Courage to be available

Courage is something I think about often and have fantasized about it a lot. Whether simply speaking my mind, taking a risky decision, confronting a challenging situation or dealing with a peer pressure. I have noticed that I am always drawn to the real life people or fictitious characters who display the unexpected and practical courage against all odds. Could it be that I am so attracted to selfless acts of courage because deep inside I always doubt my own “hypothetical” choices?!

When I was a little girl watching many WWII movies, I dreamed about being a courageous nurse who is pulling wounded soldiers of the battle field. When I became very religious, I wanted to be always ready to become a witness for my faith to the point of martyrdom if I found myself in a place hostile to my religious convictions.

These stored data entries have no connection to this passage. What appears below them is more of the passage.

PR #1451, opened 2025-07-28
Import ag/34790658

Databean:
Bug: b/281744537


Databean:
Thanks for reviewing!

PR #1453, opened 2025-07-29
Create a DiskImage subclass for android-sparse images

Databean:
Bug: b/434797867


Databean:
Thanks for reviewing!

PR #1455, opened 2025-07-29
root-canal -> rootcanal

adelva1984:
The upstream project prefers the non-hyphenated name.


adelva1984:
ag/34835563 for the corresponding internal change

Databean (approved):

PR #1456, opened 2025-07-29
Use `Result` types in `image_aggregator.cc`

Databean:
This allows it to report errors without aborting, and reported errors include stack trace information rather than only the line number of the failing assertion.

image_aggregator at one time had a non-Cuttlefish dependency, which was a reason to not use the Result type throughout. The dependent code has since stopped using image_aggregator, and the image_aggregator code has moved to a new repository (GitHub).

Bug: b/434998699


base/cvd/cuttlefish/host/libs/image_aggregator/image_aggregator.cc
```diff
@@ -333,11 +327,8 @@ class CompositeDiskBuilder {
    * This method is not deterministic: some data is generated such as the disk
    * uuids.
    */
-  GptBeginning Beginning() const {
-    if (partitions_.size() > GPT_NUM_PARTITIONS) {
-      LOG(FATAL) << "Too many partitions: " << partitions_.size();
-      return {};
-    }
+  Result<GptBeginning> Beginning() const {
+    CF_EXPECT_LT(partitions_.size(), GPT_NUM_PARTITIONS, "Too many partitions");
```
cjreynol: `s/CF_EXPECT_LT/CF_EXPECT_LE/`, since the previous error mode was only `>`, not `>=`.

cjreynol (approved):

base/cvd/cuttlefish/host/libs/image_aggregator/image_aggregator.cc
Databean: Good catch, fixed.

Databean:
Thanks for reviewing!

PR #1458, opened 2025-07-30
Create a `VmManagerFlag` type

Databean:
This expresses the dependency in choosing a default VMM based on the guest architecture.

It's currently instantiated in two places to avoid changing type signatures on the `flags.cc` members.

Bug: b/435031349


Databean:
Thanks for reviewing!

PR #1460, opened 2025-07-30
sparse_image_utils acquires flock on where real image is located at

0405ysj:
Description: b/435041392

### DIFF
--- a/base/cvd/cuttlefish/host/libs/image_aggregator/sparse_image.cc
+++ b/base/cvd/cuttlefish/host/libs/image_aggregator/sparse_image.cc
@@ -38,7 +38,10 @@ namespace {
 
 constexpr std::string_view kAndroidSparseImageMagic = "\x3A\xFF\x26\xED";
 
-Result<SharedFD> AcquireLock(const std::string& tmp_lock_image_path) {
+Result<SharedFD> AcquireLockForImage(const std::string& image_path) {
+  std::string image_realpath;
+  CF_EXPECT(android::base::Realpath(image_path, &image_realpath));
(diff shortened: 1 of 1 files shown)


base/cvd/cuttlefish/host/libs/image_aggregator/sparse_image_utils.cc
```diff
@@ -61,10 +64,10 @@ Result<bool> IsSparseImage(const std::string& image_path) {
...
-
-  SharedFD fd = CF_EXPECT(AcquireLock(tmp_lock_image_path));
-
+  if (!CF_EXPECT(IsSparseImage(image_path))) {
+    return {};
+  }
+  SharedFD fd = CF_EXPECT(AcquireLockForImage(image_path));
   if (!CF_EXPECT(IsSparseImage(image_path))) {
     return {};
   }
```
Databean: nit: this check is redundant with the new one at the beginning of the function.

Databean (approved):

base/cvd/cuttlefish/host/libs/image_aggregator/sparse_image_utils.cc
Databean: On second thought, I see the first check is relevant as a fast short-circuit, but the second check avoids races between two processes that simultaneously check the condition and then enter the critical section.

My mistake.

0405ysj: Ah, yes. That was my intention. Thanks for the review!

PR #1461, opened 2025-07-30
Expose image type detection from image_aggregator

Databean:
Instances of the raw image type can only be created from the image detection logic, since a raw image is defind by not having the magic prefix of any special image format.

Bug: b/435218921


base/cvd/cuttlefish/host/libs/image_aggregator/detect_image.h
```diff
@@ -0,0 +1,28 @@
...
+
+#include <memory>
+#include <string>
+
+#include "cuttlefish/common/libs/utils/result.h"
+#include "cuttlefish/host/libs/image_aggregator/disk_image.h"
+
+namespace cuttlefish {
+
+Result<std::unique_ptr<DiskImage>> DetectImage(const std::string& path);
```
jemoreira: nit: I'd expect a function named `DetectImage` to return the image type or something like that, but this return type looks like a full image instead of just a type. Consider `ImageFromFile(...)` or `DiskImage::FromFile(...)`.

jemoreira (approved):

base/cvd/cuttlefish/host/libs/image_aggregator/detect_image.h
Databean: Renamed to `ImageFromFile`.

Unfortunately this can't be in the `DiskImage` class as it would create a circular dependency between the `:disk_image` bazel target and the subclass bazel targets.

Databean:
Thanks for reviewing!

PR #1462, opened 2025-07-30
Lift `GetGuestConfigAndSetDefaults` components out

Databean:
The dependency ordering is easier to express by lifting out the inner function calls, and it slightly splits up the large argument lists.

Bug: b/435249755


jemoreira (approved):

Databean:
Thanks for reviewing!

PR #1467, opened 2025-07-31
Implement GET /cvd_imgs_dirs and DELETE /cvd_imgs_dirs/{id}

0405ysj:
Context: b/431651822

### DIFF
--- a/frontend/src/host_orchestrator/api/v1/messages.go
+++ b/frontend/src/host_orchestrator/api/v1/messages.go
@@ -136,9 +136,18 @@ type ListUploadDirectoriesResponse struct {
 
 type StatArtifactResponse struct{}
 
+type ImageDirectory struct {
+	ID string `json:"id"`
+}
+
 type CreateImageDirectoryResponse struct {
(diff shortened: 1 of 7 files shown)


frontend/src/host_orchestrator/api/v1/messages.go
```diff
@@ -145,6 +145,11 @@ type CreateImageDirectoryResponse struct {
 	ID string `json:"id"`
 }
 
+type ListImageDirectoriesResponse struct {
+	// [Output Only] Identifiers of image directories.
+	IDs []string `json:"ids"`
```
jemoreira: Please use an array of a struct with an `ID` field in it.

We may in the future want to return more information about the image directories when listing, for example any user provided labels/names. Adding fields to an existing struct is better than turning a string into a struct with multiple values.

0405ysj: Thanks. Done!

jemoreira (approved):

PR #1473, opened 2025-08-01
Preserve proxy environment variables

Radon10043:
Hi,

The `debuild` command can fail in environments requiring a network proxy. This is because `debuild` runs in a sanitized environment by default, which strips essential variables like `http_proxy` and `https_proxy`.

This commit addresses the issue by detecting if these proxy variables are set in the shell and then explicitly forwarding them to the `debuild` process using the `-e` flag. This ensures network-dependent steps in the build can succeed behind a proxy.


Radon10043:
Hi @jemoreira ,

The workflow for this PR is awaiting maintainer approval. Could you please approve it to run the checks when you get a chance?

Thank you!

PR #1478, opened 2025-08-01
Move libcutils to the imported version from AOSP.

jacky8hyf:
Also run buildifier on touched files.


jacky8hyf:
This does need an internal change to work. @Databean should I merge the internal change first?

Databean:
If you have a working internal change in hand I think it works out better to submit here first, and then handle the internal change after the public one is merged here.

base/cvd/BUILD.android_system_core.bazel
```diff
@@ -77,3 +80,32 @@ cc_binary(
     srcs = ["libsparse/simg2img.cpp"],
     deps = [":libsparse"],
 )
+
+cc_library(
+    name = "libcutils",
```
Databean, line 85: Actually one thing first: before you submit this CL here, please make sure we can get `BUILD` visibility on the internal change. Something like cl/765004401 to be sure the internal change will land successfully.

jacky8hyf: Done, I've uploaded a change to change the visibility there (cl/791783546). Once internal changes are in I'll submit this.

PR #1479, opened 2025-08-01
Move `mbr.h` to `image_aggregator`

Databean:
Bug: b/435760503


base/cvd/cuttlefish/host/libs/image_aggregator/mbr.h
```diff
@@ -15,24 +15,36 @@
...
   MbrPartitionEntry partitions[4];
-  std::uint8_t boot_signature[2];
+  uint8_t boot_signature[2];
 };
 
 static_assert(sizeof(MasterBootRecord) == kSectorSize);
+
+/**
+ * Creates a "Protective" MBR Partition Table header. The GUID
+ * Partition Table Specification recommends putting this on the first sector
```
3405691582, line 44: I think this should go back on mbr.cc, and/or reword this comment.

Databean: https://google.github.io/styleguide/cppguide.html#Function_Comments writes

> Declaration comments describe use of the function (when it is non-obvious); comments at the definition of a function describe operation.

It seems relevant to the use of the function to describe what the output is going to be?

3405691582: As far as I understood it before, "this" was referring to the specifics of the MBR header, and guessing there was something special about it. Staring at it a little more, it is just a plain old MBR header, so as worded it is probably okay in retrospect.

PR #98, opened 2015-04-18
Fix typo in handling of no_rewrite_prefixes

tilgovi:
I think this must be a typo.


tilgovi:
If so, a patch release would be greatly appreciated.

ikreymer:
ugh, yeah, it is.. i really need to add a client-side test suite for wombat.js. I'll do another release soon.
In the meantime, can adjust it in the config.yaml for via, the names are arbitrary.. just need to be consistent.

PR #102, opened 2015-05-14
Added change directory command to samples and tests

machawk1:
Without this additional command, the subsequent commands won't run for the naive user.


ikreymer:
ah, cool, thanks for the fix

PR #127, opened 2015-09-10
Correction of "index" plurality

machawk1:


ikreymer:
oops, that was not into master.. i'll just make the change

When I joined a faith-based organization as a volunteer, I always admired, even envied, others who would start a pioneering work in the most extreme and dangerous circumstances like conflict zones or in countries with severe restrictions of political, religious and economic freedoms.

But with time I realized that the real test of courage is in the small things and the motivation to be courageous cannot be framed with these romantic, grandiose notions of my childhood fantasies. In the fantasies we always have certain freedom to choose our actions and can expect certain rewards like the admiration of people and future generations. But the experience and intuition tells me that the real courage can feel like no choice at all and the future rewards are certainly overrated.

July 4 is probably best known worldwide as the Independence Day in the USA. In Latvia this date is also remembered on a national level but for a very different reason. It is Commemoration Day of Genocide against the Jews. On July 4, 1941, shortly after the occupation by the USSR ended and the occupation by Nazi Germany began, Riga’s main Jewish synagogue was destroyed and burned. It effectively marked the beginning of the Holocaust in Latvia in which 65,000 – 70,000 Latvian citizens of Jewish ethnicity were killed. In fact, five of six synagogues in the capital city were completely destroyed that day (and until the present there is only one synagogue left in Riga). Also, there are accounts that there were people burned alive inside the Riga Great Choral synagogue, but the historical data has been inconclusive as to how many.

Last week I attended a lecture/presentation about some of the brave rescuers who saved Jews in Latvia during those horrifying years of the Nazi German occupation. In a sense these people seemed very ordinary on the outside and to their neighbors, but absolutely extraordinary to the people they sheltered, saved and tried to help. Sometimes unsuccessfully. These stories were truly inspiring but it also constantly reminded of the sad reality that there were not so many of them. These brave man and women had chosen the most difficult and often judged, misunderstood path. Still, they chose to be available…

During the Q&A session after the presentation, the difficult conundrum of courage was expressed with a straightforward question – what motivated people, who lived under such evil totalitarian and genocidal regime like the Nazi occupation, to show this extraordinary courage? To not conform to the “silent” and/or complying majority  and to save their fellow citizens from a certain death. (Note: As a follower of Jesus Christ, I wish there would have been a more obvious answer that the person’s religious convictions and commitments made all the difference. The truth was much more ambiguous even though there were some clear examples when the rescuers were people of faith.)

This public event was organized by Zanis Lipke Memorial Museum in Riga  which I highly recommend to visit. One of their future projects is House of Courage with this manifest: ” Dock worker Žanis Lipke under impossible circumstances saved people who were not considered people by the authorities and neighbours under German occupation. That required courage and friends. Being brave isn’t easy, being the minority isn’t easy. Hating and suspecting any otherness is easier, it takes no effort. But we want to live in a country where your fellow men and women are considered people.”

The German/American theologian and philosopher Paul Tillich is famous for his thesis of “courage to be”. I believe that being brave expands it to “courage to be available”.